* _What the task asks_: Without any change, set down every record below.

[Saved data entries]

*** Begin section ***

PR #190, opened 2018-07-06
Tooltip behavior: one at a time and delays

somewhatabstract:
This PR updates the `TooltipAnchor` to enforce tooltip behavior:
1. Only one tooltip visible at a time
2. Delay first tooltip appearance by 100ms
3. Delay last tooltip disappearance by 75ms
4. Switch tooltips instantly if going from one to another

### DIFF
--- a/packages/wonder-blocks-tooltip/components/tooltip-anchor.js
+++ b/packages/wonder-blocks-tooltip/components/tooltip-anchor.js
@@ -90,7 +90,7 @@ export default class TooltipAnchor extends React.Component<Props, State>
              * TODO(somewhatabstract): Work out how to allow pointer to go over
              * the tooltip content to keep it active. This likely requires
              * pointer events but that would break the obscurement checks we do.
-             * So, careful consideration required. See
+             * So, careful consideration required. See WB-302.
              */
             anchorNode.addEventListener("focusin", this._handleFocusIn);
             anchorNode.addEventListener("focusout", this._handleFocusOut);
@@ -112,7 +112,9 @@ export default class TooltipAnchor extends React.Component<Props, State>
     }
 
     componentWillUnmount() {
-        this._unsubscribeFromTracker && this._unsubscribeFromTracker();
+        if (this._unsubscribeFromTracker) {
+            this._unsubscribeFromTracker();
+        }
         this._clearPendingAction();
 
         const anchorNode = this._anchorNode;
--- a/packages/wonder-blocks-tooltip/components/tooltip-anchor.js
+++ b/packages/wonder-blocks-tooltip/components/tooltip-anchor.js
@@ -7,6 +7,13 @@ import * as React from "react";
 import * as ReactDOM from "react-dom";
 
 import TooltipPortalMounter from "./tooltip-portal-mounter.js";
+import ActiveTracker from "../util/active-tracker.js";
+import {
+    TooltipAppearanceDelay,
+    TooltipDisappearanceDelay,
+} from "../util/constants.js";
+
+import type {IActiveTrackerSubscriber} from "../util/active-tracker.js";
 
 type Props = {|
     /**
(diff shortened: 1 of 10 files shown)


jeresig:

Built with commit 330286b4efba5dd39ff99a500aea9ccffd61b2bb

https://deploy-preview-190--wonder-blocks.netlify.com

packages/wonder-blocks-tooltip/components/tooltip-anchor.js
```diff
@@ -44,11 +51,17 @@ type State = {|
     active: boolean,
 |};
 
-export default class TooltipAnchor extends React.Component<Props, State> {
+const TRACKER = new ActiveTracker();
+
+export default class TooltipAnchor extends React.Component<Props, State>
+    implements IActiveTrackerSubscriber {
```
jeresig: Woah - an implements!

packages/wonder-blocks-tooltip/components/tooltip-anchor.js
```diff
@@ -69,15 +82,15 @@ export default class TooltipAnchor extends React.Component<Props, State> {
...
         this._updateFocusivity();
         if (anchorNode) {
-            // TODO(somewhatabstract): Detect ESC key to deactivate
             /**
              * TODO(somewhatabstract): Work out how to allow pointer to go over
              * the tooltip content to keep it active. This likely requires
              * pointer events but that would break the obscurement checks we do.
-             * So, careful consideration required.
+             * So, careful consideration required. See
              */
```
jeresig: See...?

packages/wonder-blocks-tooltip/components/tooltip-anchor.js
```diff
@@ -99,6 +112,9 @@ export default class TooltipAnchor extends React.Component<Props, State> {
     }
 
     componentWillUnmount() {
+        this._unsubscribeFromTracker && this._unsubscribeFromTracker();
```
jeresig: 🤷‍♂️ I'd prefer, makes the intent a little bit clearer:

```
if (this._unsubscribeFromTracker) {
    this._unsubscribeFromTracker();
}
```

packages/wonder-blocks-tooltip/components/tooltip-anchor.test.js
```diff
@@ -1,3 +1,4 @@
+/* eslint-disable max-lines */
```
jeresig: lol - we should disable this for test files, if we can?

packages/wonder-blocks-tooltip/util/active-tracker.js
```diff
@@ -0,0 +1,60 @@
+// @flow
```
jeresig: 🤷‍♂️ Can we have a comment explaining what this tracker does a bit better and when we should use it?

Also: is this something that we should move out of Tooltip, would we want to use this in other components as well?

packages/wonder-blocks-tooltip/components/tooltip-anchor.js
somewhatabstract: Good catch! I raised an issue for this and need to add in the issue number. :grin:

packages/wonder-blocks-tooltip/components/tooltip-anchor.js
somewhatabstract: Yes, however, the old flow complained about that which means capturing the variable locally first and then doing this (not a big deal).. I'll see if it complains now we've updated it and edit accordingly

packages/wonder-blocks-tooltip/components/tooltip-anchor.test.js
somewhatabstract: Agreed

packages/wonder-blocks-tooltip/util/active-tracker.js
somewhatabstract: Re: moving out of tooltip package; I wondered about that and I don't know. It wasn't super clear if anything else would need this.

I will add some more commentary though.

*** End section ***

* _Response_:
PR #190, opened 2018-07-06
Tooltip behavior: one at a time and delays

somewhatabstract:
This PR updates the `TooltipAnchor` to enforce tooltip behavior:
1. Only one tooltip visible at a time
2. Delay first tooltip appearance by 100ms
3. Delay last tooltip disappearance by 75ms
4. Switch tooltips instantly if going from one to another

### DIFF
--- a/packages/wonder-blocks-tooltip/components/tooltip-anchor.js
+++ b/packages/wonder-blocks-tooltip/components/tooltip-anchor.js
@@ -90,7 +90,7 @@ export default class TooltipAnchor extends React.Component<Props, State>
              * TODO(somewhatabstract): Work out how to allow pointer to go over
              * the tooltip content to keep it active. This likely requires
              * pointer events but that would break the obscurement checks we do.
-             * So, careful consideration required. See
+             * So, careful consideration required. See WB-302.
              */
             anchorNode.addEventListener("focusin", this._handleFocusIn);
             anchorNode.addEventListener("focusout", this._handleFocusOut);
@@ -112,7 +112,9 @@ export default class TooltipAnchor extends React.Component<Props, State>
     }
 
     componentWillUnmount() {
-        this._unsubscribeFromTracker && this._unsubscribeFromTracker();
+        if (this._unsubscribeFromTracker) {
+            this._unsubscribeFromTracker();
+        }
         this._clearPendingAction();
 
         const anchorNode = this._anchorNode;
--- a/packages/wonder-blocks-tooltip/components/tooltip-anchor.js
+++ b/packages/wonder-blocks-tooltip/components/tooltip-anchor.js
@@ -7,6 +7,13 @@ import * as React from "react";
 import * as ReactDOM from "react-dom";
 
 import TooltipPortalMounter from "./tooltip-portal-mounter.js";
+import ActiveTracker from "../util/active-tracker.js";
+import {
+    TooltipAppearanceDelay,
+    TooltipDisappearanceDelay,
+} from "../util/constants.js";
+
+import type {IActiveTrackerSubscriber} from "../util/active-tracker.js";
 
 type Props = {|
     /**
(diff shortened: 1 of 10 files shown)


jeresig:

Built with commit 330286b4efba5dd39ff99a500aea9ccffd61b2bb

https://deploy-preview-190--wonder-blocks.netlify.com

packages/wonder-blocks-tooltip/components/tooltip-anchor.js
```diff
@@ -44,11 +51,17 @@ type State = {|
     active: boolean,
 |};
 
-export default class TooltipAnchor extends React.Component<Props, State> {
+const TRACKER = new ActiveTracker();
+
+export default class TooltipAnchor extends React.Component<Props, State>
+    implements IActiveTrackerSubscriber {
```
jeresig: Woah - an implements!

packages/wonder-blocks-tooltip/components/tooltip-anchor.js
```diff
@@ -69,15 +82,15 @@ export default class TooltipAnchor extends React.Component<Props, State> {
...
         this._updateFocusivity();
         if (anchorNode) {
-            // TODO(somewhatabstract): Detect ESC key to deactivate
             /**
              * TODO(somewhatabstract): Work out how to allow pointer to go over
              * the tooltip content to keep it active. This likely requires
              * pointer events but that would break the obscurement checks we do.
-             * So, careful consideration required.
+             * So, careful consideration required. See
              */
```
jeresig: See...?

packages/wonder-blocks-tooltip/components/tooltip-anchor.js
```diff
@@ -99,6 +112,9 @@ export default class TooltipAnchor extends React.Component<Props, State> {
     }
 
     componentWillUnmount() {
+        this._unsubscribeFromTracker && this._unsubscribeFromTracker();
```
jeresig: 🤷‍♂️ I'd prefer, makes the intent a little bit clearer:

```
if (this._unsubscribeFromTracker) {
    this._unsubscribeFromTracker();
}
```

packages/wonder-blocks-tooltip/components/tooltip-anchor.test.js
```diff
@@ -1,3 +1,4 @@
+/* eslint-disable max-lines */
```
jeresig: lol - we should disable this for test files, if we can?

packages/wonder-blocks-tooltip/util/active-tracker.js
```diff
@@ -0,0 +1,60 @@
+// @flow
```
jeresig: 🤷‍♂️ Can we have a comment explaining what this tracker does a bit better and when we should use it?

Also: is this something that we should move out of Tooltip, would we want to use this in other components as well?

packages/wonder-blocks-tooltip/components/tooltip-anchor.js
somewhatabstract: Good catch! I raised an issue for this and need to add in the issue number. :grin:

packages/wonder-blocks-tooltip/components/tooltip-anchor.js
somewhatabstract: Yes, however, the old flow complained about that which means capturing the variable locally first and then doing this (not a big deal).. I'll see if it complains now we've updated it and edit accordingly

packages/wonder-blocks-tooltip/components/tooltip-anchor.test.js
somewhatabstract: Agreed

packages/wonder-blocks-tooltip/util/active-tracker.js
somewhatabstract: Re: moving out of tooltip package; I wondered about that and I don't know. It wasn't super clear if anything else would need this.

I will add some more commentary though.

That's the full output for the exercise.